Thanks for sharing those wonderful moments. I just can't help but smile watching the Pudden.

Pete

Sorry about the spelling - I stumped the spell check on "stablelization"


----------



## Pudden (Dec 28, 2008)

FeatherRiverSam said:


> How the heck are you filming that?
> 
> The stablelization is great - what kind of camcorder do you have?
> 
> ...


stablelization = to be stabled when you're being unstable?  (sorry...)

I just hold the camera at arm's length and hope I get either the Pud or me in the pic. It's a ditzy little canon powershot S2. It's a still camera w. a video button  And yeah, it has an image stabilizer in there.

Yes, the Pudden has several extra gears that don't really get into use unless there's some wildlife up ahead. It goes like this:

bunny right ahead: 
mach 7 or 8, Mama yelling out "whoooa" in alarm.

flock of >20 ptarmigan suddenly flying up ahead:
mach 10, Mama going "nooooo" and preparing for impact

moose ahead on trail: 
warp 8, Mama either paralyzed with fear or reflexes kicking in and mama executing emergency butt break in snow (buh bye another ski pant bottom)

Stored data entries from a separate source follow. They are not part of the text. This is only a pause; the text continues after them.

PR #371, opened 2021-11-25
Use inheritance and virtual methods instead of C-style manual emulation in php queries

DrDet:
The main change is:

image

### DIFF
--- a/server/php-queries-types.cpp
+++ b/server/php-queries-types.cpp
@@ -12,7 +12,7 @@
 #include "server/php-mc-connections.h"
 #include "server/php-sql-connections.h"
 
-void php_query_x2_t::run(php_worker *worker __attribute__((unused))) noexcept {
+void php_query_x2_t::run([[maybe_unused]] php_worker *worker) noexcept {
   query_stats.desc = "PHPQX2";
 
   php_script_query_readed(php_script);
@@ -43,7 +43,7 @@ void php_query_rpc_answer::run(php_worker *worker) noexcept {
   php_script_query_answered(php_script);
 }
 
-void php_query_connect_t::run(php_worker *worker __attribute__((unused))) noexcept {
+void php_query_connect_t::run([[maybe_unused]] php_worker *worker) noexcept {
   query_stats.desc = "CONNECT";
 
   php_script_query_readed(php_script);
@@ -79,8 +79,6 @@ void php_query_wait_t::run(php_worker *worker) noexcept {
 
 
 int php_worker_http_load_post_impl(php_worker *worker, char *buf, int min_len, int max_len) {
-  assert (worker != nullptr);
-
   connection *c = worker->conn;
   double precise_now = get_utime_monotonic();
 
--- a/server/php-queries-types.cpp
+++ b/server/php-queries-types.cpp
@@ -1,0 +1,197 @@
+// Compiler for PHP (aka KPHP)
+// Copyright (c) 2021 LLC «V Kontakte»
+// Distributed under the GPL v3 License, see LICENSE.notice.txt
+
+#include <poll.h>
+
+#include "common/kprintf.h"
+#include "server/php-queries-types.h"
+#include "server/php-worker.h"
+#include "server/php-runner.h"
+#include "server/php-engine.h"
+#include "server/php-mc-connections.h"
+#include "server/php-sql-connections.h"
+
+void php_query_x2_t::run(php_worker *worker __attribute__((unused))) noexcept {
+  query_stats.desc = "PHPQX2";
+
+  php_script_query_readed(php_script);
+
+  //  worker->conn->status = conn_wait_net;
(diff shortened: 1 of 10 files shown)


server/php-queries-types.h
```diff
@@ -0,0 +1,69 @@
...
+};
+
+struct php_query_rpc_answer : php_query_base_t {
+  const char *data;
+  int data_len;
+
+  void run(php_worker *worker) noexcept final;
+};
+
+enum class protocol_type {
```
unserialize, line 30: Move enum above structs? Seems strange that it's in the middle

server/server.cmake
```diff
@@ -21,7 +21,9 @@ prepend(KPHP_SERVER_SOURCES ${BASE_DIR}/server/
         server-log.cpp
         server-stats.cpp
         slot-ids-factory.cpp
-        workers-control.cpp)
+        workers-control.cpp
+        php-queries-types.cpp
```
unserialize, line 25: I suppose, this list should remain sorted

server/php-queries-types.cpp
```diff
@@ -0,0 +1,197 @@
...
+  query_stats.desc = "WAIT_NET";
+  php_script_query_readed(php_script);
+  php_script_query_answered(php_script);
+
+  php_worker_wait(worker, timeout_ms);
+}
+
+
+int php_worker_http_load_post_impl(php_worker *worker, char *buf, int min_len, int max_len) {
+  assert (worker != nullptr);
```
unserialize, line 82: This assert is not excessive? Or at least, should be moved to `php_worker_run_query`

server/php-queries-types.cpp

neighborhood ankle biter zooming in from the sidelines:
warp 10 with evasive maneuvers and attack sequence, Mama in a tangle of lines and skis with her face dragged through the snow.


----------



## Oaklys Dad (Dec 28, 2005)

You two just have too much darned fun together. Will we be seeing you two in the Iditarod this year with you unconventional set up? Thanks for sharing the video.


----------



## mdoats (Jun 7, 2007)

Love the Pudden videos. I especially love the stop, drop, and roll at the end of the first one. It's amazing how surefooted she is on the ice.


----------



## FeatherRiverSam (Aug 7, 2009)

I don't think I could be laughing any harder...the wildlife deterrent is exactly what I was thinking of and you summed it eloquently...sounds like Mama takes some pretty exciting rides with the Pudden at the helm.

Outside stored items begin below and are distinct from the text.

PR #375, opened 2021-11-30
revert xgboost lib integration

drdzyk:
xgboost didn't work in production: it caused some troubles. Probably, they are related to interprocess bugs inside xgboost kernel. Probably, shared memory is corrupted. After all, we couldn't invesigate the reason.


server/php-engine.cpp
```diff
@@ -2027,10 +2026,6 @@ int main_args_handler(int i, const char *long_option) {
       use_utf8();
       return 0;
     }
-    case 2025: {
-      vk::singleton<vk::xgboost::ModelPath>::get().path = optarg;
```
unserialize, line 2031: Let's leave an option for future experiments

unserialize (approved):

server/php-engine.cpp
drdzyk: done

cmake/init-compilation-flags.cmake
```diff
@@ -17,6 +17,8 @@ cmake_print_variables(CMAKE_CXX_STANDARD)
 
 if(APPLE)
     include_directories(/usr/local/include)
+    add_definitions(-D_XOPEN_SOURCE)
```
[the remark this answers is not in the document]
drdzyk: without this macos build fails. So need to leave it as is.

unserialize (approved):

That's sure a good quality video for a still camera - it looks as though Canon continues to lead the pack with the quality of their camera's.

Once again thank you for the smiles.

Pete


----------



## missmarstar (Jul 22, 2007)

Awesome videos!! I was wondering if you had any steering mechanism on that sled until the part in the 1st video when you start heading for the brush LOL Looks like so much fun for you and Pudden


----------



## janine (Aug 8, 2009)

I love Pudden....you must take video of pudden chasing neighborhood ankle biter (but no close ups of your face in the snow.)


----------



## mylissyk (Feb 25, 2007)

Pudden said:


> stablelization = to be stabled when you're being unstable?  (sorry...)
> 
> I just hold the camera at arm's length and hope I get either the Pud or me in the pic. It's a ditzy little canon powershot S2. It's a still camera w. a video button  And yeah, it has an image stabilizer in there.
> 
> ...


Now, see those are the events you need to video!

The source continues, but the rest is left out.